* [Work request]: Copy each line of the data beneath in which the word "double" appears.

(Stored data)
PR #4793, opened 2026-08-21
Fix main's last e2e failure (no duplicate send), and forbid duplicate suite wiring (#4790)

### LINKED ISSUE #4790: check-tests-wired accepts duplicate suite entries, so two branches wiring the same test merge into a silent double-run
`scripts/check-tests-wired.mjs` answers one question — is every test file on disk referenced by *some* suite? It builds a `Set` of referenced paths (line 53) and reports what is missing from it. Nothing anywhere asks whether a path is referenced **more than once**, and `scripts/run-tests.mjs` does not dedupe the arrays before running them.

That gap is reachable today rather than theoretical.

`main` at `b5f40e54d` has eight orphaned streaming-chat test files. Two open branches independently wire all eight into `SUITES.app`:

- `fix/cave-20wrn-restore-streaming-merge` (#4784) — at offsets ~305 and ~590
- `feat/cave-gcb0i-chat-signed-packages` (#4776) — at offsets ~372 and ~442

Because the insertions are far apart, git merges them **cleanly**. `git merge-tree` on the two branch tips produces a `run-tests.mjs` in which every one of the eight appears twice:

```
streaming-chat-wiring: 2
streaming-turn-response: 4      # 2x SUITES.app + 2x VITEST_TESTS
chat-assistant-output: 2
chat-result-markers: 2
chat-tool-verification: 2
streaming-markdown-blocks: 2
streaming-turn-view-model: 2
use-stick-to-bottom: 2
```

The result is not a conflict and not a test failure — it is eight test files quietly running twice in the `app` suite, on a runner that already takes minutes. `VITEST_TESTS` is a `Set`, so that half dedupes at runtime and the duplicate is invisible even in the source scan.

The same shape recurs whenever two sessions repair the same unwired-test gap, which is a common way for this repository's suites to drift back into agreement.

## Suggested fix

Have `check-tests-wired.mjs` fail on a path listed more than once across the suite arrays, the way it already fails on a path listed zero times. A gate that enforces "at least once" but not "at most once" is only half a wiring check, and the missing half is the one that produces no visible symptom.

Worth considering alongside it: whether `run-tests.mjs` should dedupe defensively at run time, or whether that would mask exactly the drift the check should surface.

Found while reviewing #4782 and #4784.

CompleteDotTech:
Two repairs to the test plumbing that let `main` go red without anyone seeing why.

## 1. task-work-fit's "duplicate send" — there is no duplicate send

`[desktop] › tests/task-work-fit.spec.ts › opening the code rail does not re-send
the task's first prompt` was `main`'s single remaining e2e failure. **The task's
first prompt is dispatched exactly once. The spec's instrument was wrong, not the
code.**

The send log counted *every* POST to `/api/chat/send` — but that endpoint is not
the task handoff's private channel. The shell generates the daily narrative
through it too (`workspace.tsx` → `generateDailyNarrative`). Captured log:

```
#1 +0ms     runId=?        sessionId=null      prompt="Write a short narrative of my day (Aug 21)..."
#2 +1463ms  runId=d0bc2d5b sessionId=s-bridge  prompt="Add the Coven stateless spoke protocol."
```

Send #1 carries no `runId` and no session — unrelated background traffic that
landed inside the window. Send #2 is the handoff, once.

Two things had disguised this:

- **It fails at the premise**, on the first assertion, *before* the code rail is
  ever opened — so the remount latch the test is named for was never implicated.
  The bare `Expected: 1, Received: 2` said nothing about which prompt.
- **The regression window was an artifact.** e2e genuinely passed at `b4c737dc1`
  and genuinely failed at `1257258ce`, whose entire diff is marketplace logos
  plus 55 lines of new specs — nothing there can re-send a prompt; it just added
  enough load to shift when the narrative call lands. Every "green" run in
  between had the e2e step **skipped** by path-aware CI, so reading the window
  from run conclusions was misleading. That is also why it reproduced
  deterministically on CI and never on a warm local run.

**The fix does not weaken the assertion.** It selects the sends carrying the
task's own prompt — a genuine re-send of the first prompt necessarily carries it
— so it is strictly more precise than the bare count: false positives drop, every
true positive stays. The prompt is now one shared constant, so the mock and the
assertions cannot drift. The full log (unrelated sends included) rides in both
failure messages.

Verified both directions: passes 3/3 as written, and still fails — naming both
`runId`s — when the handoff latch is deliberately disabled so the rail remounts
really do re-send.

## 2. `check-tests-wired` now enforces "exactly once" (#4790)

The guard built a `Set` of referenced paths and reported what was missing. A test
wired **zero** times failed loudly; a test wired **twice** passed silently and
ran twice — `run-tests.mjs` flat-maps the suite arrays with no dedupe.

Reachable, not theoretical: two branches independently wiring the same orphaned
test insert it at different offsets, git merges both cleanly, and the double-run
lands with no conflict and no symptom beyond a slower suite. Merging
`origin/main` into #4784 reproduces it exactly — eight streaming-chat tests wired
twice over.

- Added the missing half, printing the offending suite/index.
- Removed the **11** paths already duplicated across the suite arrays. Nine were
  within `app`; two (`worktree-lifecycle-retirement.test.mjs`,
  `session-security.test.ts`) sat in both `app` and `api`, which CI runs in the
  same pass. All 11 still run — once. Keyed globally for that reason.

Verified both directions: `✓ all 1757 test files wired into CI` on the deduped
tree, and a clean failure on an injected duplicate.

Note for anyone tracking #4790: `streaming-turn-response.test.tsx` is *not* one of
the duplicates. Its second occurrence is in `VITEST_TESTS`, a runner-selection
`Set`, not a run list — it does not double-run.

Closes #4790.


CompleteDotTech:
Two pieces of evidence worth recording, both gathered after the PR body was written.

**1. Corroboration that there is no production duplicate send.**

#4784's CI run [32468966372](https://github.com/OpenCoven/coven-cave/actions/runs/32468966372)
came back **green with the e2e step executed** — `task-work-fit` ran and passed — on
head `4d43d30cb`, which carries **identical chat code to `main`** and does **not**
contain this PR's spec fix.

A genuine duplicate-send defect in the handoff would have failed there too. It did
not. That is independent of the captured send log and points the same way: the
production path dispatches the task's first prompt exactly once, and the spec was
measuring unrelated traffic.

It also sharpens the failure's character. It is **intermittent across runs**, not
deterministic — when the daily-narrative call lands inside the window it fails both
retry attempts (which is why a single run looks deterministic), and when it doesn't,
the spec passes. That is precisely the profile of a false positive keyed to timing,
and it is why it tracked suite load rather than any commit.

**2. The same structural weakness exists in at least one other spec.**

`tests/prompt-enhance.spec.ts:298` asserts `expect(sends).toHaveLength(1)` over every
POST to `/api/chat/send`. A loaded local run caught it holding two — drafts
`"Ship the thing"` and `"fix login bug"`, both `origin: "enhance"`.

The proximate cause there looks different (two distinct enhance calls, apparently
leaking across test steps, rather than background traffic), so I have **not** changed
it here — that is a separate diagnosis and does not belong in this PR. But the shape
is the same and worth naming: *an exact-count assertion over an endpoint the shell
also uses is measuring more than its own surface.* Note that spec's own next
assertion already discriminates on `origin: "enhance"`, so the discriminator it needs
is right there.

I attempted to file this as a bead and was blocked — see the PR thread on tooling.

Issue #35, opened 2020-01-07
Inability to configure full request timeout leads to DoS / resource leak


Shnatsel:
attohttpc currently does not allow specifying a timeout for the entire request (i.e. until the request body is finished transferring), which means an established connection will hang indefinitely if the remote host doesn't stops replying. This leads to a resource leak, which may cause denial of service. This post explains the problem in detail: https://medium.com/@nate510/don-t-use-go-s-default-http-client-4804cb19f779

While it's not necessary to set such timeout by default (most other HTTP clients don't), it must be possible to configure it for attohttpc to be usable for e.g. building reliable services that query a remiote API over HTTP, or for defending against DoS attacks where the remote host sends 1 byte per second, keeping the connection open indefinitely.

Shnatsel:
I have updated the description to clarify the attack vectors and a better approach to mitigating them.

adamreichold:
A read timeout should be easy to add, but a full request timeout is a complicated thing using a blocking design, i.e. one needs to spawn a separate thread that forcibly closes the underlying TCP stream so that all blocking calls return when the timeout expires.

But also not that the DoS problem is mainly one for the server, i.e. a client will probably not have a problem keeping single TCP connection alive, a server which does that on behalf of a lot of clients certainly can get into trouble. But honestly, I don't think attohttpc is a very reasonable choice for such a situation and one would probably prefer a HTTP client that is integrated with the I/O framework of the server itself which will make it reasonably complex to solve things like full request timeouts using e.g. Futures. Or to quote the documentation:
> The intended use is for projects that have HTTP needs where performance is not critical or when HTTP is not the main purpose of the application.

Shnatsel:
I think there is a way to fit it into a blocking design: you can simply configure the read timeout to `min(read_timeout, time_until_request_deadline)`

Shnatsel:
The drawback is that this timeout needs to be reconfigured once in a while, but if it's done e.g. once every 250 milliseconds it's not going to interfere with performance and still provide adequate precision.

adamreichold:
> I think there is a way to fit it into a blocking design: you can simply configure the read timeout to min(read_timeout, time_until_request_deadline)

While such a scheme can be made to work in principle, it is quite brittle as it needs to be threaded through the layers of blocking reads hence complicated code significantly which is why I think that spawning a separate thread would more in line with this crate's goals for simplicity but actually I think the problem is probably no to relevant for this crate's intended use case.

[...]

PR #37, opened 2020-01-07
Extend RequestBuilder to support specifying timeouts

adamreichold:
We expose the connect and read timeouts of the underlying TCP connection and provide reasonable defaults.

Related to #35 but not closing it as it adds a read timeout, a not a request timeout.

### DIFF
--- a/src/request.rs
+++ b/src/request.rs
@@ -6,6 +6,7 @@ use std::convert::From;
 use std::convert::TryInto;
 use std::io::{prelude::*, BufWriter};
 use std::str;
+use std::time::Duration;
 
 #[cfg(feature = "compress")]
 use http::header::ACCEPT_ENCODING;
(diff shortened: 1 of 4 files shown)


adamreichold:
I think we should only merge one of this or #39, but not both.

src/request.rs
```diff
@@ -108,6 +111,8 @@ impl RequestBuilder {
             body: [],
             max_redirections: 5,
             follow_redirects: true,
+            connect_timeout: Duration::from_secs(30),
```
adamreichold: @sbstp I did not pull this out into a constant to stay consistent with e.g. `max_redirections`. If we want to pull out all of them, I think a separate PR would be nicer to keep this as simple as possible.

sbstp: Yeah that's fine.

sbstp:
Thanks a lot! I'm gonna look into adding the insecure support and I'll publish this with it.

* [Problem solution]:
### LINKED ISSUE #4790: check-tests-wired accepts duplicate suite entries, so two branches wiring the same test merge into a silent double-run
test insert it at different offsets, git merges both cleanly, and the double-run
`Set`, not a run list — it does not double-run.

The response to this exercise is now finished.